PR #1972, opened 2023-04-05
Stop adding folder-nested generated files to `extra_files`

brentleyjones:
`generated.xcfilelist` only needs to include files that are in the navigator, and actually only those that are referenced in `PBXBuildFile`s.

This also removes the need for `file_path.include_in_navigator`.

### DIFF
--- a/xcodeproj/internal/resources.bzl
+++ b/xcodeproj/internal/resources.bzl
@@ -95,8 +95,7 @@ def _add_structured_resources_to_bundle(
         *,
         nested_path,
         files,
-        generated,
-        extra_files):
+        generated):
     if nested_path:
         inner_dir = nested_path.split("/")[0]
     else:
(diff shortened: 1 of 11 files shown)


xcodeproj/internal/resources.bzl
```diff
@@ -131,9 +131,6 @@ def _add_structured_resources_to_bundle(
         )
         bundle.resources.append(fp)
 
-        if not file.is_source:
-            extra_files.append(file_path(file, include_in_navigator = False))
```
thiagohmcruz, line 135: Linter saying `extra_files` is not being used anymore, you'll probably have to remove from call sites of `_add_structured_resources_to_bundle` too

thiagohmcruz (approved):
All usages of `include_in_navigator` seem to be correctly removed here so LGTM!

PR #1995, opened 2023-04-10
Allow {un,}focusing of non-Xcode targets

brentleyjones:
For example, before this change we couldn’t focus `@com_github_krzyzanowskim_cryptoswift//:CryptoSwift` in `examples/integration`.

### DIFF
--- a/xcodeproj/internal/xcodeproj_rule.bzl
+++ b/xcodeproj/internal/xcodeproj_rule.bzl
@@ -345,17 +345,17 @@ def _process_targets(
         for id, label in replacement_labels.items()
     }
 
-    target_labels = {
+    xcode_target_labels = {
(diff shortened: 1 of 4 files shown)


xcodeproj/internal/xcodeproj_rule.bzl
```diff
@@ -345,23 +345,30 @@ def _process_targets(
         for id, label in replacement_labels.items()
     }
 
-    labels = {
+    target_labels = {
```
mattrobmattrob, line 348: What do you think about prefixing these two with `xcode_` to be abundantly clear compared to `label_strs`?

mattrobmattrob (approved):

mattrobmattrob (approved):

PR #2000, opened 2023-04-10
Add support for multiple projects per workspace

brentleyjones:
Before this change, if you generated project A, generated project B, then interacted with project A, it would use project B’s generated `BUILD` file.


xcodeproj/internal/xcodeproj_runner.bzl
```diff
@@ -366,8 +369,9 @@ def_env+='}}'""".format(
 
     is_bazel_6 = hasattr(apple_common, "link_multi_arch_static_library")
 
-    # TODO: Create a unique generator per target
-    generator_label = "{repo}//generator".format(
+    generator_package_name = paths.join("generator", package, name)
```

··········

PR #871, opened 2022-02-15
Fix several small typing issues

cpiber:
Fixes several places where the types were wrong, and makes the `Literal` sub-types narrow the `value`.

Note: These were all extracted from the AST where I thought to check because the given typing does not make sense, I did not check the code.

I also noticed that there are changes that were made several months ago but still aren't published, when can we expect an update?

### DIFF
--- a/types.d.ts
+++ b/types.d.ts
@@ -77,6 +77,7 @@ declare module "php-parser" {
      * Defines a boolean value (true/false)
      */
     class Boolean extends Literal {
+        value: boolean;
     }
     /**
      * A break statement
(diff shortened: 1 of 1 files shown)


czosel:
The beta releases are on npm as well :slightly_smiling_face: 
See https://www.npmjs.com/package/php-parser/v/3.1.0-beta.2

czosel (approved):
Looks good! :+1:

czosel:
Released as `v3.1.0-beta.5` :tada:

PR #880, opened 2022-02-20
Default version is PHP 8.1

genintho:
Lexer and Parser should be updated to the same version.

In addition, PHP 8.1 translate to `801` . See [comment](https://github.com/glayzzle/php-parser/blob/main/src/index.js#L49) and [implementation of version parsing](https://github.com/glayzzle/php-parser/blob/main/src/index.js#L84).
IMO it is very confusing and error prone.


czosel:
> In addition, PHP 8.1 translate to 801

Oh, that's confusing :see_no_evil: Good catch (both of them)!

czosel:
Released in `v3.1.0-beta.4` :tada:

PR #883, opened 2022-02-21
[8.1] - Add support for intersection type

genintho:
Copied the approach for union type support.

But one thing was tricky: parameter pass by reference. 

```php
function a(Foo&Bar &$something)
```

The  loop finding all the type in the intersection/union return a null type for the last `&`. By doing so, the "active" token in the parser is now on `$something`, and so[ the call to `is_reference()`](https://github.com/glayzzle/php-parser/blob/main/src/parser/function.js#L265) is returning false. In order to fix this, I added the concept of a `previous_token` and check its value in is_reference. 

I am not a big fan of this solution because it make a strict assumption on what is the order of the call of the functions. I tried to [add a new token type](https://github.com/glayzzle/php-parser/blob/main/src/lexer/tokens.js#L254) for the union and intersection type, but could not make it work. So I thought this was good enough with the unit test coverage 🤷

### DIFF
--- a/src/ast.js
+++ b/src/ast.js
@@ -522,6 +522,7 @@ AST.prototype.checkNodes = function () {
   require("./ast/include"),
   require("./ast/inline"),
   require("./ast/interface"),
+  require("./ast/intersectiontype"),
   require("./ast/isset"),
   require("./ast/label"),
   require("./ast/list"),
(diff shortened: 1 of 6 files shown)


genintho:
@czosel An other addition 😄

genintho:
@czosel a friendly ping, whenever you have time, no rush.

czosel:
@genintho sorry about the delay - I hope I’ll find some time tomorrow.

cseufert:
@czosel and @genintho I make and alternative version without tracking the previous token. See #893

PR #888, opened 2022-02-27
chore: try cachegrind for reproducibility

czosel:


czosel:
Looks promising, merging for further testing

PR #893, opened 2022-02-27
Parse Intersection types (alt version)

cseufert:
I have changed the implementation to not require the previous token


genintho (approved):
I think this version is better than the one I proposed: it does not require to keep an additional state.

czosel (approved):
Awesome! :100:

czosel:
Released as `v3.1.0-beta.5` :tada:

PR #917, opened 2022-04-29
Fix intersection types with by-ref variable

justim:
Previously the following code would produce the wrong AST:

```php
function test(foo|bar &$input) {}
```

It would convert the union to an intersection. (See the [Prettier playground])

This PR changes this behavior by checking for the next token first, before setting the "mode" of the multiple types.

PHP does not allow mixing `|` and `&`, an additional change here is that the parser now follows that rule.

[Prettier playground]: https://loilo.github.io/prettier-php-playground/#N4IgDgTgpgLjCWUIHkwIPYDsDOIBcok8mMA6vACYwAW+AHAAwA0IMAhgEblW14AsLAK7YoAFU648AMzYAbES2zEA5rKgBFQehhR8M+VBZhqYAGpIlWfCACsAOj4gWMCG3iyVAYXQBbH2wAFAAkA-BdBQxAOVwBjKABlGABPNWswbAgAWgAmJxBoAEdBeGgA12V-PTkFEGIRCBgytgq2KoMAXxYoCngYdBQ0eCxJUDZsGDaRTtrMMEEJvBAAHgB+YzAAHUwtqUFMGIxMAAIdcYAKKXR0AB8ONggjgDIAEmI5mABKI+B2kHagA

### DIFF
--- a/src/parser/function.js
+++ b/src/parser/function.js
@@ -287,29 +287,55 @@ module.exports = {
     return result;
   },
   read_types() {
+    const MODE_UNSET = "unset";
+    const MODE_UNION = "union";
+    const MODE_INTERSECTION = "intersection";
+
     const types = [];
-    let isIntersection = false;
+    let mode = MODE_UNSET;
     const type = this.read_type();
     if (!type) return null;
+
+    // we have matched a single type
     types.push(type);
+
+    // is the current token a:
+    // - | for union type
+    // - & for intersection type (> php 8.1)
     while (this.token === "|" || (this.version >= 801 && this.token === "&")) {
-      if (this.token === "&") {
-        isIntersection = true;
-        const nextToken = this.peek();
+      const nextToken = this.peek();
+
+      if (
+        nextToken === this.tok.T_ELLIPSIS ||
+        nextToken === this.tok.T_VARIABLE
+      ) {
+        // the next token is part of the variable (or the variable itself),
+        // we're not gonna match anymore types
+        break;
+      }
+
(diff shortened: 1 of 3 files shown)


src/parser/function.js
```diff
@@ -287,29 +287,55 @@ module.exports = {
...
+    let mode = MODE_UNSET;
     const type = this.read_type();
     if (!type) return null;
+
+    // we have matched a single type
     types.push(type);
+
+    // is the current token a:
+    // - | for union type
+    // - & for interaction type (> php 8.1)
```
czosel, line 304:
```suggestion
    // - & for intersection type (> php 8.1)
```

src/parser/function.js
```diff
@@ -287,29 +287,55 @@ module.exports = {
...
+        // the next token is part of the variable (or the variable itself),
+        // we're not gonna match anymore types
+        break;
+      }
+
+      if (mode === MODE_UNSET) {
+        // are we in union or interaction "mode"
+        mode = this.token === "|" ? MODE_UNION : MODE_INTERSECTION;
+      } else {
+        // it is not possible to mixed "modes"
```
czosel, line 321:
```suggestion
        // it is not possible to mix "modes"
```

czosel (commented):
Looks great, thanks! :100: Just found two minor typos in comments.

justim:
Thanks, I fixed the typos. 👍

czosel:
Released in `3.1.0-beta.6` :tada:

··········

### WHAT IS REQUIRED
Take every line above where "changes" appears and copy it.

### TASK ANSWER
I also noticed that there are changes that were made several months ago but still aren't published, when can we expect an update?
This PR changes this behavior by checking for the next token first, before setting the "mode" of the multiple types.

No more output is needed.